A combined study devoted to chemo-Marangoni convection and the underlying kinetics is presented for a biphasic system in which surfactants are produced in situ by an interfacial reaction. The pattern formation studied in a Hele-Shaw cell in both microgravity and terrestrial environments initially shows an ensemble of chemo-Marangoni cells along a nearly planar interface. Soon, a crossover occurs to periodic large-scale interfacial deformations which coexist with the Marangoni cells. This crossover can be correlated with the autocatalytic nature of the interfacial reaction identified in the kinetic studies. The drastic increase in the product concentration is associated with an enhanced aggregate-assisted transfer after the critical micellar concentration is approached. In this context, it was possible to conclusively explain the changes in the periodicity of the interfacial deformations depending on the reactant concentration ratio.

Enrichment of Paramagnetic Ions from Homogeneous Solutions in Inhomogeneous Magnetic Fields.

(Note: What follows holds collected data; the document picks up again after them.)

PR #1931, opened 2026-07-06
fix(@a2ui/markdown-it): widen web_core peer dep to >=0.9.2

### LINKED ISSUE #1930: @a2ui/markdown-it peer dep on web_core is pinned to ^0.9.2, conflicts with web_core 0.10.x
Running `npm install` with `@a2ui/react@0.10.1` and `@a2ui/web_core@^0.10` produces a peer dependency warning:

```
npm warn ERESOLVE overriding peer dependency
npm warn While resolving: @a2ui/markdown-it@0.0.4
npm warn Found: @a2ui/web_core@0.10.3
npm warn Could not resolve dependency:
npm warn peer @a2ui/web_core@"^0.9.2" from @a2ui/markdown-it@0.0.4
```

`@a2ui/react@0.10.1` depends on `@a2ui/markdown-it@0.0.4`, but `@a2ui/markdown-it@0.0.4`'s peer dep is still pinned to `^0.9.2`. Since `web_core` is now at `0.10.3` (latest), any project pulling in `@a2ui/react@^0.10` alongside `@a2ui/web_core@^0.10` will hit this on every install.

npm resolves it with an override so it doesn't hard-break installs, but it's noise in CI logs and it'll bite anyone running with `--legacy-peer-deps=false`.

**Versions:**
- `@a2ui/web_core`: `0.10.3` (latest)
- `@a2ui/react`: `0.10.1`
- `@a2ui/markdown-it`: `0.0.4`

**Expected:** peer dep range on `@a2ui/web_core` widened to `^0.9.2 || ^0.10` (or `>=0.9.2 <0.11`) in `@a2ui/markdown-it`.

Happy to send a PR if it helps — the fix should just be a one-line bump to `peerDependencies` in `renderers/markdown/markdown-it/package.json`.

Applying interferometry to an aqueous solution of paramagnetic manganese ions, subjected to an inhomogeneous magnetic field, we observe an unexpected but highly reproducible change in the refractive index. This change occurs in the top layer of the solution, closest to the magnet. The shape of the layer is in accord with the spatial distribution of the largest component of the magnetic field gradient force. It turns out that this layer is heavier than the underlying solution because it undergoes a Rayleigh-Taylor instability upon removal of the magnet. The very good agreement between the magnitudes of buoyancy, associated with this layer, and the field gradient force at steady state provides conclusive evidence that the layer formation results from an enrichment of paramagnetic manganese ions in regions of high magnetic field gradient.

Convective Instability in a Liquid-Liquid System Due to Complexation with a Crown Ether

Periodic convective instability has been observed in a biphasic system during the complexation reaction of alkali picrate and dicyclohexano-18-crown-6 which undergoes mass transfer from the hexane phase into the aqueous phase. The convection was visualized by means of precipitated crystals that are formed in both phases by the complexation reaction. The fluid motion was observed with an optical microscope and further analyzed with the particle image velocimetry (PIV) technique. The partition at the extraction of cesium into the organic phase was followed by means of the radioactive isotope (137)Cs. The type of the hydrodynamic instability is governed by the alkali metal expressed via its stability constants for the complex formed. More stable complexes trigger a higher precipitation, thereby favoring a Raleigh-Taylor instability. Complexes with a lower stability constant induce Marangoni cells which show a pulsating character in a cubic container. Depending on the confinement of the experiment cell the fluid motion can also follow a back-and-forth movement. Possible mechanisms for the occurring oscillations are discussed.

A + B → C reaction fronts in Hele-Shaw cells under modulated gravitational acceleration.

The dynamics of A + B → C reaction fronts is studied under modulated gravitational acceleration by means of a combination of parabolic flight experiments and numerical simulations. During modulated gravity the front position undergoes periodic modulation with an accelerated front propagation under hyper-gravity together with a slowing down under low gravity. The underlying reason for this is an amplification and a decay, respectively, of the buoyancy-driven double vortex associated with the front propagation under standard gravitational acceleration, as explained by reaction-diffusion-convection simulations of convection around an A + B → C front. Deeper insights into the correlation between grey-value changes in the experimental shadowgraph images and characteristic changes in the concentration profiles are obtained by a numerical simulation of the imaging process.